I've been in a similar spot where I was asked to write a sample program (the
"rule" was to spend no more than 7 hours on it - almost a full workday). I did
this and sent it in, waited 2 months, and then finally got a call from a
recruiter telling me that they had decided not to pursue me as a candidate
anymore. I can only guess that they didn't like my code, and I can guess as to
why, but I'll never really know. What I do know is that they found a way to
place all the inefficiency of a long, drawn out interview process on me with
no cost to themselves.

If they'd given me a detailed analysis of the code, I'd feel less irritated,
even if I'd done it all wrong. I understand why they might not want to do
this, for legal and other reasons. But I really do hope employers see the
problem with asking for a full workday from a candidate, followed by two
months of crickets chirping and a one line brush off from a recruiter.

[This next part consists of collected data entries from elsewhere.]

PR #2086, opened 2025-03-05
PR Template: Remove Checkboxes

egekorkan:
(not using the template since it is about changing it)

I am doing this since the PRs now show with "tasks" due to checkboxes (see below). The PR submitter can simply delete a line instead.

Screenshot 2025-03-05 at 15 51 17


egekorkan:
Agreed in the call, merging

I know, I know, if you really need a job, you'll put up with almost anything.
That's why this kind of thing happens.

------
edandersen
This is the classic "we will make a position for the right person" tactic.

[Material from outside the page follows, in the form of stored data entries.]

PR #2090, opened 2025-03-26
Initial Connection Restructuring

egekorkan:
## Description of Changes

I am making the initial connection part easier to read. First turning bullet list into tables and then moving the diagrams to another readme.

## Type of Change

### DIFF
--- a/proposals/initial-connection/README.md
+++ b/proposals/initial-connection/README.md
@@ -54,7 +54,7 @@ It is possible to use the base term for simplifying the endpoint but it has limi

Some firms put ads out just to get a constant stream of applicants through so
they know what the current job market is like, plus they get the benefit of
looking like they are "growing". In reality they will only hire scalps from
competitors or glowing recommendations from current employees - neither
example in the article appears to be one of these cases.

------
purplelobster
What I would like to say is "If it takes more than one on-site visit, then I'm
out", but I know in the end that I'd have to deal with it because as a job
seeker you have no choice. The hiring process and job market is a small but
not insignificant part of why my life goal is be to be my own employer. I
don't like to be at the mercy of interviewers and be judged by how I perform
whiteboard coding in an extremely stressful situation.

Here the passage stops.